ACTION ITEM:
Below are some entries. Output each one exactly as it appears.

DATA TO USE:

PR #8013, opened 2024-02-21
Refactor dist, azl macros

dmcilvaney:
###### Merge Checklist  

- [x] Ready to merge

---

###### Summary 

We define `%dist` as `.azl3` (previously `.cm2`) in `/usr/lib/rpm/macros.d/dist.macros`. This is currently part of `mariner-rpm-macros` package. This has a few issues:
- mariner-rpm-macros is not included in many images, it is generally only pulled in with `rpm-build` etc.
- `%dist` can't be used easily for conditional flags in spec files (`%if 0%{?rhel}` is a common pattern).

Define a new macro `%azl 3` (which will be defined in `macros.dist` in the future). Since the `DIST_TAG` can be customized we set this macro explicitly from values baked into the go tools.

https://microsoft.sharepoint.com/:w:/t/Mariner/EQ5GV3mMEZRLsLNIwxFXj-gBxBalfkJpba-xHiz-iOJc-Q?e=Dw2Min

###### Change Log  

- Add `%azl` to build macros
- Update specs that are using similar macros to use the new versions.

**YES**

###### Test Methodology

- Pipeline build id: ~https://dev.azure.com/mariner-org/mariner/_build/results?buildId=510616&view=results~ https://dev.azure.com/mariner-org/mariner/_build/results?buildId=515509&view=results


SPECS/mariner-rpm-macros/mariner-rpm-macros.spec
```diff
@@ -79,7 +87,9 @@ install -p -m 755 -t %{buildroot}%{rcdir} gen-ld-script.sh
 install -p -m 755 -t %{buildroot}%{rcdir} generate-package-note.py
 install -p -m 755 -t %{buildroot}%{rcdir} verify-package-notes.sh
 
-sed -e 's|@DIST@|%{dist}|g' %{SOURCE28} > macros.dist
+major_version=`echo %{mariner_release_version} | cut -d'.' -f1`
+sed -e 's|@DIST@|%{dist}|g' %{SOURCE28} | sed -e "s|@MAJORVER@|$major_version|g" > macros.dist
```
PawelWMS, line 91: Just an idea to keep things shorter, not an actual issue:
```suggestion
sed -e 's|@DIST@|%{dist}|g' -e "s|@MAJORVER@|$major_version|g" %{SOURCE28} > macros.dist
```

SPECS/systemd/systemd.spec
```diff
@@ -1,10 +1,3 @@
-
-# Temporary until azure-release-common is updated to carry macros.dist that defines %azure
-%if %{defined azure}
```
PawelWMS, line 3: Thanks for the clean-up!

toolkit/scripts/rpmops.sh
```diff
@@ -14,7 +14,21 @@ fi
 
 # Additional macros required to parse spec files.
 DIST_TAG=$(make -s -f $REPO_ROOT/toolkit/Makefile get-dist-tag)
-DEFINES=(-D "with_check 1" -D "dist $DIST_TAG")
+RELEASE_NUM=$(make -s -f $REPO_ROOT/toolkit/Makefile get-release-major)
```
PawelWMS, line 17: I think we may need something similar inside a few more places where we manually define the macros:
- `toolkit/scripts/toolchain/check_manifests.sh`,
- `toolkit/scripts/toolchain/build_official_toolchain_rpms.sh`.

toolkit/scripts/rpmops.sh
```diff
@@ -14,7 +14,21 @@ fi
...
+# 'azl<ver> 1': Strip the leading '.' from the DIST_TAG
+distro_def="${DIST_TAG#.} 1"
+
+# 'azl <ver>': Strip the leading '.' and the trailing number from the DIST_TAG
+distro_name="$(echo ${DIST_TAG#.} | sed 's/[0-9]\+$//')"
+distro_majver="$(echo $RELEASE_NUM | cut -d'.' -f1)"
+distro_ver="${distro_name} ${distro_majver}"
+
+DEFINES=(-D "with_check 1" -D "dist $DIST_TAG" -D "$distro_def" -D "$distro_ver")
+echo "EXTRA DEFINES: ${DEFINES[*]}"
```
PawelWMS, line 31: Please don't echo anything extra to `stdout` for a successful run - this is meant to mimic `rpmspec` and is used by tooling parsing its output.

dmcilvaney: Sorry, I had cleaned that up locally but my git upstream got messed up, re-pushed.

ddstreetmicrosoft:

ANSWER FOR THE TASK:
PR #8013, opened 2024-02-21
Refactor dist, azl macros

dmcilvaney:
###### Merge Checklist  

- [x] Ready to merge

---

###### Summary 

We define `%dist` as `.azl3` (previously `.cm2`) in `/usr/lib/rpm/macros.d/dist.macros`. This is currently part of `mariner-rpm-macros` package. This has a few issues:
- mariner-rpm-macros is not included in many images, it is generally only pulled in with `rpm-build` etc.
- `%dist` can't be used easily for conditional flags in spec files (`%if 0%{?rhel}` is a common pattern).

Define a new macro `%azl 3` (which will be defined in `macros.dist` in the future). Since the `DIST_TAG` can be customized we set this macro explicitly from values baked into the go tools.

https://microsoft.sharepoint.com/:w:/t/Mariner/EQ5GV3mMEZRLsLNIwxFXj-gBxBalfkJpba-xHiz-iOJc-Q?e=Dw2Min

###### Change Log  

- Add `%azl` to build macros
- Update specs that are using similar macros to use the new versions.

**YES**

###### Test Methodology

- Pipeline build id: ~https://dev.azure.com/mariner-org/mariner/_build/results?buildId=510616&view=results~ https://dev.azure.com/mariner-org/mariner/_build/results?buildId=515509&view=results


SPECS/mariner-rpm-macros/mariner-rpm-macros.spec
```diff
@@ -79,7 +87,9 @@ install -p -m 755 -t %{buildroot}%{rcdir} gen-ld-script.sh
 install -p -m 755 -t %{buildroot}%{rcdir} generate-package-note.py
 install -p -m 755 -t %{buildroot}%{rcdir} verify-package-notes.sh
 
-sed -e 's|@DIST@|%{dist}|g' %{SOURCE28} > macros.dist
+major_version=`echo %{mariner_release_version} | cut -d'.' -f1`
+sed -e 's|@DIST@|%{dist}|g' %{SOURCE28} | sed -e "s|@MAJORVER@|$major_version|g" > macros.dist
```
PawelWMS, line 91: Just an idea to keep things shorter, not an actual issue:
```suggestion
sed -e 's|@DIST@|%{dist}|g' -e "s|@MAJORVER@|$major_version|g" %{SOURCE28} > macros.dist
```

SPECS/systemd/systemd.spec
```diff
@@ -1,10 +1,3 @@
-
-# Temporary until azure-release-common is updated to carry macros.dist that defines %azure
-%if %{defined azure}
```
PawelWMS, line 3: Thanks for the clean-up!

toolkit/scripts/rpmops.sh
```diff
@@ -14,7 +14,21 @@ fi
 
 # Additional macros required to parse spec files.
 DIST_TAG=$(make -s -f $REPO_ROOT/toolkit/Makefile get-dist-tag)
-DEFINES=(-D "with_check 1" -D "dist $DIST_TAG")
+RELEASE_NUM=$(make -s -f $REPO_ROOT/toolkit/Makefile get-release-major)
```
PawelWMS, line 17: I think we may need something similar inside a few more places where we manually define the macros:
- `toolkit/scripts/toolchain/check_manifests.sh`,
- `toolkit/scripts/toolchain/build_official_toolchain_rpms.sh`.

toolkit/scripts/rpmops.sh
```diff
@@ -14,7 +14,21 @@ fi
...
+# 'azl<ver> 1': Strip the leading '.' from the DIST_TAG
+distro_def="${DIST_TAG#.} 1"
+
+# 'azl <ver>': Strip the leading '.' and the trailing number from the DIST_TAG
+distro_name="$(echo ${DIST_TAG#.} | sed 's/[0-9]\+$//')"
+distro_majver="$(echo $RELEASE_NUM | cut -d'.' -f1)"
+distro_ver="${distro_name} ${distro_majver}"
+
+DEFINES=(-D "with_check 1" -D "dist $DIST_TAG" -D "$distro_def" -D "$distro_ver")
+echo "EXTRA DEFINES: ${DEFINES[*]}"
```
PawelWMS, line 31: Please don't echo anything extra to `stdout` for a successful run - this is meant to mimic `rpmspec` and is used by tooling parsing its output.

dmcilvaney: Sorry, I had cleaned that up locally but my git upstream got messed up, re-pushed.

ddstreetmicrosoft:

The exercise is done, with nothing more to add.